Activity › Forums › Astrosoftware › Astro Pixel Processor › Error: java.lang.NegativeArraySizeException › Reply To: Error: java.lang.NegativeArraySizeException
“In my own data processing for large telescopes, I first subtract the background in all mosaic panels and make the background zero in all panels. This handles the additive term. Then I conduct aperture photometry on stars in the panels, and use the common stars in the overlapping region to adjust the brightness of the panels. This handles the multiplicative term. Unfortunately, this only works on images with primarily point-like objects and with images that are very well flattened. Amateur images are usually not like this, unfortunately.”
Yes, for amateur images this is not feasible. I do understand your workflow.
“In my naive imagination, one may try to use the histograms in the overlapping region between two panels, and match both the central locations and the widths of the histograms. The match of the central location is an additive term, and the match of the width is a multiplicative term. For this to work very well, the panels have to be well calibrated and linear. Noise may add to the width of the histogram, and it can confuse this process.”

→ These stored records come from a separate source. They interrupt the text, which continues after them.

PR #1060, opened 2024-03-27
Tracing function runtime patch

Pavel-Durov:
+ Move tracing function from `ykcapi` to `ykrt`.
+ Add runtime patching with a single `ret` instruction to the tracing function when jit transition between tracing and stop-tracing (including side traces).


ykrt/src/trace/swt/patch.rs
```diff
@@ -0,0 +1,134 @@
+use libc::{mprotect, size_t, sysconf, PROT_EXEC, PROT_READ, PROT_WRITE};
```
ltratt, line 1: Let's add a docstring at the top of the file explaining what the high-level intent is. And also, probably, a big fat warning that it's dangerous, but improves performance.

ykrt/src/trace/swt/patch.rs
```diff
@@ -0,0 +1,134 @@
...
+
+fn is_x86() -> bool {
+    std::env::consts::ARCH == "x86" || std::env::consts::ARCH == "x86_64"
+}
+
+/// This function is used to patch the `yk_trace_basicblock`
+/// function with a single `ret` (0xC3) instruction.
+#[cfg(tracer_swt)]
+pub(crate) unsafe fn patch_trace_function() {
+    if !is_x86() {
```
ltratt, line 76: See `codegen/mod.rs` for how to do this (better) at compile-time: guard `mod` with `#[cfg(target_arch = "x86_64")]`.

ykrt/src/trace/swt/patch.rs
```diff
@@ -0,0 +1,79 @@
...
+
+    let func_address = ((function_ptr as usize) & !(page_size - 1)) as *mut c_void;
+    let page_size_aligned = (((function_ptr as usize) + mem::size_of_val(&function_ptr))
+        - (func_address as usize)) as usize;
+
+    // Set function memory region to be writable
+    let result = mprotect(
+        func_address,
+        page_size_aligned,
+        PROT_READ | PROT_WRITE | PROT_EXEC,
```
ptersilie, line 53: You don't need the `PROT_EXEC` here since you are changing it back to executable again below. In fact, on some systems you are not allowed to mark a region writeable and executable at the same time.

ykrt/src/trace/swt/patch.rs
```diff
@@ -0,0 +1,79 @@
...
+
+#[cfg(tracer_swt)]
+use crate::yk_trace_basicblock;
+
+#[cfg(tracer_swt)]
+static ORIGINAL_INSTRUCTIONS_INIT: Once = Once::new();
+#[cfg(tracer_swt)]
+static mut ORIGINAL_INSTRUCTIONS: [u8; 1] = [0; 1];
+#[cfg(tracer_swt)]
+static mut PATCH_INSTRUCTIONS: [u8; 1] = [0xC3];
```
ptersilie, line 13: Is this a nop?

Pavel-Durov: yes, 0xC3 is a return instruction

ykrt/src/trace/swt/patch.rs
Pavel-Durov: Updated 
👉 86e404b3b7c0c9f633b9c49f748bc65811d2186e
👉 0e88a29e6ccb330d899d869631035d66300a8bd4

ykrt/src/trace/swt/patch.rs
Pavel-Durov: Updated 👉 3725c7189fb0159b52a412da595f760370cf2ff4

Pavel-Durov: Sounds good.
But when I remove `PROT_EXEC` I get some of the tests failing in a non-deterministic way 🤔 
I guess its because somehow test execution overlaps and this runtime patching takes effect while other tests try to execute these instructions.
I get the same result when I run the tests sequentially as:
```shell
YKB_TRACER=swt cargo test -- --test-threads=1
```

ykrt/src/trace/swt/patch.rs
Pavel-Durov: Added comments with info 👉 799644e64d38f56c9447bcac350e86ce0b4e6182

ykrt/src/trace/swt/patch.rs
Pavel-Durov: added 👉 0bd8f3617e95057590fafe45a72eecf6cd96a922

ykrt/src/trace/swt/patch.rs
ltratt: I think https://github.com/ykjit/yk/pull/1060/commits/d572cabf3deeef89567a60ca671ac93d08d6743f is meant.

ykrt/src/trace/swt/patch.rs
ltratt: I don't think we want/need https://github.com/ykjit/yk/commit/86e404b3b7c0c9f633b9c49f748bc65811d2186e: what we want to do is `cdg` either the `mod` statement or only those functions which are arch specific. So https://github.com/ykjit/yk/commit/0e88a29e6ccb330d899d869631035d66300a8bd4 is probably not a bad start.

Pavel-Durov: With 86e404b3b7c0c9f633b9c49f748bc65811d2186e I thought to not limit `swt` to x86 so if we run it on other architectures - it will still work just without the runtime patching.
But I'm probably overthinking it cause we support only x86 anyway :)

Pavel-Durov: I think this commit makes it more clear why we need conditional compilation here 👉 b2aee3dd12b8144c7e0f1cf3ab7c8be19029950b

ltratt: > With https://github.com/ykjit/yk/commit/86e404b3b7c0c9f633b9c49f748bc65811d2186e I thought to not limit swt to x86 so if we run it on other architectures - it will still work just without the runtime patching.

Right, but I think the thing to do there would be to guard *inside* those functions, otherwise mt.rs has to know about swt's hardware acceleration (or not). b2aee3dd12b8144c7e0f1cf3ab7c8be19029950b seems reasonable enough to me.

ykrt/src/trace/swt/patch.rs
ltratt: > In fact, on some systems you are not allowed to mark a region writeable and executable at the same time.

I think Lukas's point is that you can `mprotect(PROT_READ | PROT_WRITE)` or `mprotect(PROT_READ | PROT_EXEC)` but you can't combine `PROT_EXEC` and `PROT_WRITE`: you have to write the page and only then mark it as executable.

Pavel-Durov:
Benchmarks completed.

# Benchmarks for JIT (threshold=5)
| YK                      | Range (min … max)    | Time (mean ± σ)     | Runs |
| ----------------------- | -------------------- | ------------------- | ---- |
| swt + runtime-patch     | 3.140 s …  5.266 s   | 3.895 s ±  0.654 s  | 50   |
| swt                     | 3.221 s …  5.163 s   | 4.035 s ±  0.638 s  | 50   |
| swt + nop             | 288.6 ms … 520.1 ms  | 420.4 ms ±  92.6 ms | 50   |
| hwt                     | 3.444 s …  5.503 s   | 4.453 s ±  0.775 s  | 50   |


# Benchmarks - No JIT (threshold=9999999)
| YK                      | Range (min … max)    | Time (mean ± σ)     | Runs |
| ----------------------- | -------------------- | ------------------- | ---- |
| swt + runtime-patch     | 248.4 ms … 257.6 ms  | 252.8 ms ±   2.1 ms | 50   |
| swt + nop              | 44.3 ms …  57.0 ms   | 54.3 ms ±   3.0 ms  | 50   |
| swt                     | 244.9 ms … 268.4 ms  | 259.2 ms ±   4.5 ms | 50   |
| hwt                     | 35.8 ms …  44.5 ms   | 39.4 ms ±   1.0 ms  | 50   |

## Summary

Looks like the runtime patching **doesn't** give the same performance gain as we've seen with nop benchmarks (x4 boost), there's probably another overhead involved.
Or maybe we need to find the right threshold value for `yk_mt_hot_threshold_set` to see the impact?

Command used:
```shell
YKD_SERIALISE_COMPILATION=1 hyperfine -w 2 -m 50 './src/lua ./tests/closure.lua'
```

ltratt:
Let's try this on a few other benchmarks, including those that make longer traces (with short traces we wouldn't necessarily expect to see much difference).

Pavel-Durov:
Disabling trace compilation:
```diff
diff --git ykrt/src/mt.rs ykrt/src/mt.rs
index 8e9f77c4..c02b6420 100644
--- ykrt/src/mt.rs
+++ ykrt/src/mt.rs
@@ -630,11 +630,11 @@ impl MT {
             // spin up a new thread for each compilation. This is only acceptable because a)
             // `SERIALISE_COMPILATION` is an internal yk testing feature b) when we use it we're
             // checking correctness, not performance.
-            thread::spawn(do_compile).join().unwrap();
+            // thread::spawn(do_compile).join().unwrap();
             return;
         }
 
-        self.queue_job(Box::new(do_compile));
+        // self.queue_job(Box::new(do_compile));
     }
 
``` 
Does show the difference as before  - roughly x4:
`yk+swt master`
```shell
Benchmark 1: ./src/lua ./stats/matrix/matrix.lua 50
  Time (mean ± σ):     330.8 ms ±   7.3 ms    [User: 424.2 ms, System: 36.4 ms]
  Range (min … max):   321.6 ms … 337.4 ms    10 runs
```

`yk-swt/tracing-function-runtime-patch`:
```shell
Benchmark 1: ./src/lua ./stats/matrix/matrix.lua 50
  Time (mean ± σ):      1.444 s ±  0.344 s    [User: 1.540 s, System: 0.031 s]
  Range (min … max):    1.102 s …  1.784 s    10 runs
```

ykrt/src/trace/swt/patch.rs
Pavel-Durov: Updated :point_right: 40c0696e76ca685f7334716461d13816e852ac3e
I get that :)
My issue was with failing the test, but I can't reproduce it anymore :no_mouth:

ykrt/src/trace/swt/patch.rs
```diff
@@ -0,0 +1,149 @@
...
+//!
+//! This module performs low-level memory operations and modifies the
+//! execution flow of functions at runtime. Improper use can lead to
+//! undefined behaviour, memory corruption, or crashes.
+
+use libc::{mprotect, size_t, sysconf, PROT_EXEC, PROT_READ, PROT_WRITE};
+use std::mem;
+use std::{ffi::c_void, sync::Once};
+
+#[cfg(tracer_swt)]
```
ltratt, line 27: Are all these `#[cfg]`s necessary?

ykrt/src/trace/swt/mod.rs
```diff
@@ -15,6 +15,8 @@ use std::{
     sync::{Arc, LazyLock},
 };
 
+pub(crate) mod patch;
```
ltratt, line 18: This should *probably* be guarded for only x86?

ykrt/src/trace/swt/patch.rs
Pavel-Durov: not needed. removed :point_right: 5ead8930eb6a4375069233f5aec35775b8c740f2

ykrt/src/trace/swt/patch.rs
Pavel-Durov: I understand that I can't combine `PROT_WRITE` and `PROT_EXEC` but..

I again get this issue with failing tests if I set `PROT_READ | PROT_WRITE` before calling`copy_nonoverlapping` (patching the function):
```shell
Exited due to signal: 11
```
But when I set it as `PROT_READ | PROT_WRITE | PROT_EXEC` it works fine.

ltratt: The normal trick here is: set to `PROT_READ|PROT_WRITE` do the writes; then set it to `PROT_READ | PROT_EXEC`. That way you never have `PROT_WRITE` *and* `PROT_EXEC` set at once.

Pavel-Durov: I understand and I wish it would work for me but I get segfault when I do it.
Will dig deeper.

Pavel-Durov: I think I'm going mad :upside_down_face: 
Its working fine with `PROT_READ | PROT_WRITE` on patch and `PROT_READ | PROT_EXEC` restore.
updated :point_right: 6f4bdc3a3a5d4ac15a130d7e3a877a8f9af062c3

ykrt/src/trace/swt/patch.rs
```diff
@@ -0,0 +1,143 @@
...
+///
+/// * `function_ptr` - A usize representing the memory address of the function to be patched.
+/// * `code` - A constant pointer to a u8 vector where the new instructions are located.
+/// * `size` - A size_t indicating the number of bytes to copy from `code`.
+///
+unsafe fn patch_function(function_ptr: usize, code: *const u8, size: size_t) {
+    let page_size = sysconf(libc::_SC_PAGESIZE) as usize;
+
+    let func_address = ((function_ptr as usize) & !(page_size - 1)) as *mut c_void;
+    let page_size_aligned = (((function_ptr as usize) + mem::size_of_val(&function_ptr))
```
ltratt, line 67: We can use `std::alloc::Layout::align` and friends to do this calculation for us.

I'm also not sure what the difference between `function_ptr` and `func_address` is.

Pavel-Durov: >I'm also not sure what the difference between function_ptr and func_address is. 

My understanding/intention here is that `function_ptr` is just the pointer to the function while `func_address` is the page address (maybe it should be renamed)

Pavel-Durov: updated :point_right: 8e00241271862bd3afdccf0f4c308217938f5098

ltratt: This might get lost but there are some comments on https://github.com/ykjit/yk/commit/8e00241271862bd3afdccf0f4c308217938f5098.

Pavel-Durov: oh I did missed that! sorry

ykrt/src/trace/swt/patch.rs
```diff
@@ -65,27 +65,22 @@ unsafe fn patch_function(function_ptr: usize, code: *const u8, size: size_t) {
...
-        Err(e) => {
-            panic!(
-                "Failed to create layout for fuction instuction patch: {:?}",
-                e
-            );
-        }
+    // This unwrap should be safe since we are using a page that is
+    // based on function_ptr with a known location.
+    let layout = Layout::from_size_align(start_offset, page_size)
+        .expect("Failed to create layout for function memory page");
```
ltratt, line 72: Let's just use `unwrap` as all these `expect`s really bloat the code, especially as they shouldn't ever trigger. [As this suggests we almost never use `expect`: it does have a place, but it's really rare for us.]

ykrt/src/trace/swt/patch.rs
```diff
@@ -70,16 +70,13 @@ unsafe fn patch_function(function_ptr: usize, code: *const u8, size: size_t) {
...
         .expect("Failed to create layout for function memory page");
 
-    // Set function memory page as writable
-    let result = mprotect(page_address, layout.size(), PROT_READ | PROT_WRITE);
-    if result != 0 {
-        panic!("Failed to change memory protection to be writable");
-    }
+    // Set function memory page as writable.
+    // Ignoring mprotect call failure.
+    mprotect(page_address, layout.size(), PROT_READ | PROT_WRITE);
```
ltratt, line 76: We don't want to ignore the return code: we just want to abort changing the machine code. So we need something like `if mprotect(...) { return ... }` and then recover from there.

ykrt/src/trace/swt/patch.rs
Pavel-Durov: Got it. 
updated :point_right: 0428dc1696e940437ea26afd96954097e5316878

ltratt: Can we get rid of the other `expect`s introduced in this PR too please?

ykrt/src/trace/swt/patch.rs
ltratt: Just to check: is just `return` enough for the system to keep running? If so, let's add a comment to that effect.

Alternatively, if we think "if `mprotect` has failed, we've got something wrong", then we might want to `panic` if `mprotect` fails.

ykrt/src/trace/swt/patch.rs
Pavel-Durov: I don't see any other `expect`s only a single `unwrap`.
Am I missing it somehow?

ykrt/src/trace/swt/patch.rs
Pavel-Durov: I think it's ok to return if `mrotect` as it should be transactional and not leave the memory in corrupted state on errro. Unless we consider the "runtime patching" as a must-have for SWT, then we should definitely `panic`.

I tested it with different invalid memory addresses that resulted in `mrotect` returning a non-0 result and the test suite passed.
We still risk changing memory that will not necessarily cause `mrotect` to return with an error but will cause some other part of the process to have invalid memory.

Pavel-Durov: Actually, I think this runtime patching is an integral part of SWT.
Added panic :point_right: 6f0abb36df22b19df4880e289a96538387e9e392

ltratt:
Hmm, I've just realised a possible blocker with this: multi-threading. That's going to require some very careful handling.

Pavel-Durov:
> Hmm, I've just realised a possible blocker with this: multi-threading. That's going to require some very careful handling.

Yes, that would be a problem with instruction patching but I thought we only support serialised compilation in YK?

ltratt:
yk is definitely multi-threaded but we tend to temporarily turn that off because of problems with llvm. When the new JIT codegen is ready, we'll be back to fully multi-threaded.

Let's have a chat about this PR in a day or two. It's still very useful!

ltratt:
@Pavel-Durov I think this PR is probably never going to be resurrected, at least not in the sense of "merged into master". If you agree, I suggest we close this.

Indeed, the data needs to be linear and well calibrated. Noise is an important factor, since dispersion and noise values are correlated. Data that is really flat and well calibrated will have a very high correlation for the dispersion and noise values. If the data is not perfectly flat or has a a lot of structure due to nebulosity then the correlation is much lower in my experience.
In 5) normalize, you’ll notice that I have implemented 2 normalization modes
1) regular
2) advanced
The regular normalization mode, calculates lokation and dispersion values for the whole frame. This is the conventional/naive method and probably similar to what other programs do.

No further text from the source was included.